2. The automatic anti-tipping device for a foldable container photovoltaic support according to claim 1, characterized in that, The anti-tipping device includes an upper baffle (7) and a lower baffle (13). The upper baffle (7) and the lower baffle (13) are rotatably mounted on the upper mounting plate (9) and the lower mounting plate (12), respectively. The upper baffle (7) and the lower baffle (13) are connected by a pull rod (11). The upper baffle (7) extends with a hook-shaped body that cooperates with the upper stop pin (6) of the stop pin mounting plate (5). The lower baffle (13) has a lower stop pin (14) at its bottom end that abuts against the relative photovoltaic module.

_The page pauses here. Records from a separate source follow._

PR #3210, opened 2022-04-26
feat: Implement system method `inspect` to satisfy popular demand

crusso:
Implement new system method "inspect" to selectively accept or reject ingress update calls (even of queries called in update mode).

`inspect` takes a record of arguments indicating the `caller`, argument `blob`, and a variant, `msg`, of strongly typed decoding functions. The variant tag indicates the name of the underlying message; its payload is a strongly typed decoder of the (eagerly captured but lazily decoded) blob. Unlike other system methods, that have fixed types, the expected type of `inspect_message` is derived from the type of the actor's fields - in particular, their method arguments.

The argument is a record so we can extend it in future. An example might be providing a new field: the message name as text so we can do content based filtering (think regexp).

Example:

```motoko
actor {

   var c = 0;

   public func inc() : async () { c += 1 };
   public func set(n : Nat) : async () { c := n };
   public query func read() : async Nat { c };
   public func reset() : () { c := 0 }; // oneway

   system func inspect(
     { caller : Principal;
       arg : Blob;
       msg : {
         #inc : Any;
         #set : () -> Nat;
         #read : Any;
         #reset : () -> ();
      }
    }
    ) : Bool  {
      if (arg.size() > 512) return false;
      switch (msg) {
         case (#inc _) { true };
         case (#read _) { true };
         case (#set n)  { (n()) != 666 };
         case (#reset f) { false };
      }
     }
};
```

The end of the pull wire (10) located on the upper baffle (7) is fixed to the adjacent module frame, and the middle part passes through the rope loop of the module where the upper mounting plate (9) is located. The upper baffle (7) and the lower baffle (13) are in the same module, and the stop pin mounting plate (5) is in another adjacent module. A spring (8) is provided between the upper mounting plate (9) and the upper baffle (7).
3. The automatic anti-tipping device for a foldable container photovoltaic support according to claim 2, characterized in that, An arc-shaped groove is provided at the bottom of the upper baffle (7), and the arc-shaped groove cooperates with the convex shaft of the upper mounting plate (9).
4. The automatic anti-tipping device for a foldable container photovoltaic support according to claim 1, characterized in that, The top of the track (1) is conical.
5. The automatic anti-tipping device for a foldable container photovoltaic support according to claim 2, characterized in that, The sliding assembly includes a roller (3), which is mounted on the bottom of the assembly via a roller support frame. The roller (3) has a recessed center that engages with the tapered portion of the track (1).
6. The automatic anti-tipping device for a foldable container photovoltaic support according to claim 5, characterized in that, Both sides of the roller support frame are provided with limiting arms (2).